Records from a data collection:
PR #3621, opened 2023-01-30
0.13: implement base router validateActionOutputs tests

Orzelius:


core/test/unit/src/router/base.ts
```diff
@@ -431,20 +438,57 @@ describe("BaseActionRouter", () => {
...
-      throw "TODO"
+      const { router } = await createTestRouter(testPlugins)
+
+      await expectError(async () => await router.validateActionOutputs(resolvedBuildAction, "runtime", { foo: 123 }), {
+        contains: "Error validating runtime action outputs from Build 'module-a': key .foo must be a string.",
+      })
     })
 
     it("throws if no schema is set and a key is set", async () => {
       throw "TODO"
```
Orzelius, line 471: Currently [validateActionOutputs](https://github.com/garden-io/garden/blob/0.13/core/src/router/base.ts#L317) doesn't throw if the schema is not defined and an output is passed. Which is the intended behavior?

Walther: No idea - need to ask someone with more context knowledge 😅

edvald: I believe that is an actual issue, but it's not really a major concern, you can just skip the test.

edvald:
I wonder what's going on with the `test-framework` step here... Those tests are certainly not _actually_ passing.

§ **Goal of the exercise**
Search the entries above for "Orzelius". Show every line that has it.

§ **Solution for this task**
Orzelius:
Orzelius, line 471: Currently [validateActionOutputs](https://github.com/garden-io/garden/blob/0.13/core/src/router/base.ts#L317) doesn't throw if the schema is not defined and an output is passed. Which is the intended behavior?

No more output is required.